PR #4667, opened 2016-02-29
SqlServer: Treat String literal as unicode by default

### LINKED ISSUE #4622: Filtering NVARCHAR column is missing "N" when using string literal
Hi,

I've a very simple `Forum` entity:

```
public class Forum
    {
        public int Id { get; set; }

        public virtual List<Post> Posts{ get; set; }
    }
```
And nothing extra related to Forum in the `OnModelCreating` method.
EF correctly generates Name as _NVARCHAR(MAX)_ and filtering with a variable generates the correct SQL:

    var var = "דורון";
    var scoops = _context.Forums.Single(x => x.Name == var);

```
exec sp_executesql N'SELECT TOP(2) [x].[Id], [x].[Description], [x].[Name]
FROM [Forums] AS [x]
WHERE [x].[Name] = @__var_0',N'@__var_0 nvarchar(4000)',@__var_0=N'דורון'
```

But when I use a string literal:

    var scoops = _context.Forums.Single(x => x.Name == "דורון");
EF generates the following SQL:

```
SELECT TOP(2) [x].[Id], [x].[Description], [x].[Name]
FROM [Forums] AS [x]
WHERE [x].[Name] = 'דורון'
```

Note that the parameter is treated as VARCHAR instead of **N**VARCHAR

* Using RC1
* The generated SQL was taken from SQL Server profiler.

smitpatel:
resolves #4622

### DIFF
--- a/src/Microsoft.EntityFrameworkCore.SqlServer/Migrations/SqlServerMigrationsSqlGenerator.cs
+++ b/src/Microsoft.EntityFrameworkCore.SqlServer/Migrations/SqlServerMigrationsSqlGenerator.cs
@@ -222,7 +222,7 @@ namespace Microsoft.EntityFrameworkCore.Migrations
             }
 
             builder
-                .Append("IF SCHEMA_ID(N")
+                .Append("IF SCHEMA_ID(")
                 .Append(SqlGenerationHelper.GenerateLiteral(operation.Name))
                 .Append(") IS NULL EXEC(N'CREATE SCHEMA ")
                 .Append(SqlGenerationHelper.DelimitIdentifier(operation.Name))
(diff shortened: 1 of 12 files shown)


src/Microsoft.EntityFrameworkCore.SqlServer/Migrations/SqlServerMigrationsSqlGenerator.cs
```diff
@@ -491,7 +491,7 @@ protected override void ForeignKeyAction(ReferentialAction referentialAction, Re
                 .AppendLine(" = [d].[name]")
                 .AppendLine("FROM [sys].[default_constraints] [d]")
                 .AppendLine("INNER JOIN [sys].[columns] [c] ON [d].[parent_column_id] = [c].[column_id]")
-                .Append("WHERE ([d].[parent_object_id] = OBJECT_ID(N'");
+                .Append("WHERE ([d].[parent_object_id] = OBJECT_ID('");
```
smitpatel: Nice catch! Will update at all places affected.

natemcmaster:
:shipit: with those changes

PR #4669, opened 2016-03-01
Validate properties mapped to same column has same type mapping.

### LINKED ISSUE #4251: error mapping sql types in derived types
This is an odd one I found while trying to repo a different issue. Notice that SpecialUser1 and 2 both derive from ApplicationUser. Also notice that they both define "Sex" but of different type. Probably this is an error on the dev's part, but in more complex hierarchies maybe that happens. 

The problem is that EF scripts successfully into the database with "sex" column of type int, while SpecialUser2.Sex is type string!  I'd expect an error to be thrown.

This is with RC2 16649. Did you loosen up error checking since RC1 - because that might explain why I can't repo the other issue I had where defining the same property in two sibling derived types threw an error, even if they used the same type. (https://github.com/aspnet/EntityFramework/issues/4224)

using Microsoft.AspNet.Identity.EntityFramework;
using Microsoft.Data.Entity;

namespace WebApplication5
{
    public class ApplicationUser : IdentityUser
    {
    }
    public class SpecialUser1 : ApplicationUser
    {
        //same property in SpecialUser1 and SpecialUser2
        public char Sex { get; set; }
    }

    public class SpecialUser2 : ApplicationUser
    {
        public string SomethingElse { get; set; }
        public string Sex { get; set; } //same property NAME in SpecialUser1 and SpecialUser2
        public string SomethingElse2 { get; set; }
    }

    public class ApplicationDbContext : IdentityDbContext<ApplicationUser>
    {
        public DbSet<ApplicationUser> ApplicationUsers { get; set; }

        //two derived classes with same property NAME as each other, but different types
        public DbSet<SpecialUser1> Users1 { get; set; }
        public DbSet<SpecialUser2> Users2 { get; set; }

        {
        }
    }
}

smitpatel:
Resolves #4251 
If the properties which are being added to single table has same name and different type mapping then throw exception.

### DIFF
--- a/src/Microsoft.EntityFrameworkCore.Relational/Internal/RelationalModelValidator.cs
+++ b/src/Microsoft.EntityFrameworkCore.Relational/Internal/RelationalModelValidator.cs
@@ -70,15 +70,47 @@ namespace Microsoft.EntityFrameworkCore.Internal
 
         protected virtual void EnsureDistinctColumnNames([NotNull] IModel model)
         {
+            var groupedEntityTypes = new Dictionary<string, List<IEntityType>>();
             foreach (var entityType in model.GetEntityTypes())
             {
-                var columns = new HashSet<string>();
-                foreach (var property in entityType.GetProperties())
+                var annotations = _relationalExtensions.For(entityType);
+                var tableName = annotations.Schema + "." + annotations.TableName;
+                if (!groupedEntityTypes.ContainsKey(tableName))
                 {
-                    var name = _relationalExtensions.For(property).ColumnName;
-                    if (!columns.Add(name))
+                    groupedEntityTypes[tableName] = new List<IEntityType>();
+                }
+                groupedEntityTypes[tableName].Add(entityType);
+            }
+
+            foreach (var table in groupedEntityTypes.Keys)
+            {
+                var properties = groupedEntityTypes[table].SelectMany(et => et.GetDeclaredProperties());
+                var propertyTypeMappings = new Dictionary<string, IProperty>();
+
+                foreach (var property in properties)
+                {
+                    var columnName = _relationalExtensions.For(property).ColumnName;
+                    IProperty duplicateProperty;
+                    if (propertyTypeMappings.TryGetValue(columnName, out duplicateProperty))
                     {
-                        ShowError(RelationalStrings.DuplicateColumnName(name, entityType.Name, property.Name));
+                        var currentTypeString = _relationalExtensions.For(property).ColumnType ?? _typeMapper.GetMapping(property).DefaultTypeName;
+                        var previousTypeString = _relationalExtensions.For(duplicateProperty).ColumnType ?? _typeMapper.GetMapping(duplicateProperty).DefaultTypeName;
+                        if (!(currentTypeString).Equals(previousTypeString, StringComparison.OrdinalIgnoreCase))
+                        {
+                            ShowError(RelationalStrings.DuplicateColumnName(
+                                duplicateProperty.DeclaringEntityType.DisplayName(),
+                                duplicateProperty.Name,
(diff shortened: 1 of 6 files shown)


src/Microsoft.EntityFrameworkCore.Relational/Properties/RelationalStrings.resx
```diff
@@ -248,7 +248,7 @@
     <value>Executed DbCommand ({elapsed}ms) [Parameters=[{parameters}], CommandType='{commandType}', CommandTimeout='{commandTimeout}']{newLine}{commandText}</value>
   </data>
   <data name="DuplicateColumnName" xml:space="preserve">
-    <value>Cannot use column name '{columnName}' in entity '{entityType}' for property '{property}' since it is being used for another property.</value>
+    <value>Property '{property1}' in entity '{entityType1}' is mapped to column '{columnName}' in '{table}'. Property '{property2}' in entity '{entityType2}' is mapped to the same column but uses different type.</value>
   </data>
```
smitpatel: @rowanmiller to review the exception message.

src/Microsoft.EntityFrameworkCore.Relational/Internal/RelationalModelValidator.cs
```diff
@@ -70,15 +70,43 @@ protected virtual void EnsureDistinctTableNames([NotNull] IModel model)
...
+
+                foreach (var property in properties)
                 {
-                    var name = _relationalExtensions.For(property).ColumnName;
-                    if (!columns.Add(name))
+                    var columnName = _relationalExtensions.For(property).ColumnName;
+                    IProperty duplicateProperty;
+                    if (propertyTypeMappings.TryGetValue(columnName, out duplicateProperty))
+                    {
+                        if (_typeMapper.FindMapping(duplicateProperty) != _typeMapper.FindMapping(property))
```
AndriySvyryd: This might be too strict. Perhaps comparing the type string would be more correct:
```
(_relationalExtensions.For(duplicateProperty).ColumnType ?? _typeMapper.GetMapping(duplicateProperty).DefaultTypeName).Equals(
    _relationalExtensions.For(property).ColumnType ?? _typeMapper.GetMapping(property).DefaultTypeName,
    StringComparison.OrdinalIgnoreCase)
```
@ajcvickers Thoughts?

AndriySvyryd:
:shipit: for the rest of the implementation

src/Microsoft.EntityFrameworkCore.Relational/Properties/RelationalStrings.resx
rowanmiller: I think it can be more concise with

'{entityType1}.{property1}' and '{entityType2}.{property2}' are both mapped to column '{columnName}' in '{table}' but are configured to use different data types.

rowanmiller: BTW do we have the types? If so, we should include that in the message too...

> '{entityType1}.{property1}' and '{entityType2}.{property2}' are both mapped to column '{columnName}' in '{table}' but are configured to use different data types ('{dataType1}' and '{dataType2}').

smitpatel: updated with second message since we have type info available

src/Microsoft.EntityFrameworkCore.Relational/Internal/RelationalModelValidator.cs
smitpatel: Changed to string based comparison of types.

smitpatel:
Updated.

AndriySvyryd:
:shipit:

PR #4670, opened 2016-03-01
Revive the *.csproj solution

bricelam:
With this, `build initialize` will transform the `project.lock.json` files into MSBuild items.

I tried to use NuGet's project.json MSBuild integration, but in the end it was impossible to use the same `project.json` file for both .NET Core CLI and NuGet. The contention was primarily around project-to-project references.


davidfowl:
Nooooooooo

bricelam:
This was an EF team decision. *.xproj is too painful at the moment. We'll reevaluate again when it stabilizes.

Eilon:
@davidfowl I discussed this with several EF folks, it's critical to unblock progress.

@bricelam I heard there should be new internal builds of tooling this week so hopefully it's not a long wait!

src/Microsoft.EntityFrameworkCore.Commands/project.json
```diff
@@ -12,9 +8,6 @@
     "xmlDoc": true
   },
   "compile": "..\\Shared\\*.cs",
-  "namedResource": {
```
natemcmaster: Why don't we need this anymore? Does dotnet-cli automatically include resx files now?

natemcmaster:
:shipit: x 2

test/Microsoft.EntityFrameworkCore.SqlServer.FunctionalTests/project.json
```diff
@@ -8,12 +8,9 @@
     "Microsoft.Extensions.Configuration.Json": "1.0.0-*",
     "Microsoft.Extensions.Configuration.EnvironmentVariables": "1.0.0-*"
   },
-  "content": ["**/*.sql", "config.json"],
-  "publishExclude": [".testPublish/**", "obj/**", "bin/**"],
+  "content": [ "**/*.sql", "config.json" ],
+  "publishExclude": [ ".testPublish/**", "obj/**", "bin/**" ],
```
bricelam: Cool. Will do.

Required work
Where a line in the records above contains the word "opened", copy that line.

Solution to this exercise
PR #4667, opened 2016-02-29
PR #4669, opened 2016-03-01
PR #4670, opened 2016-03-01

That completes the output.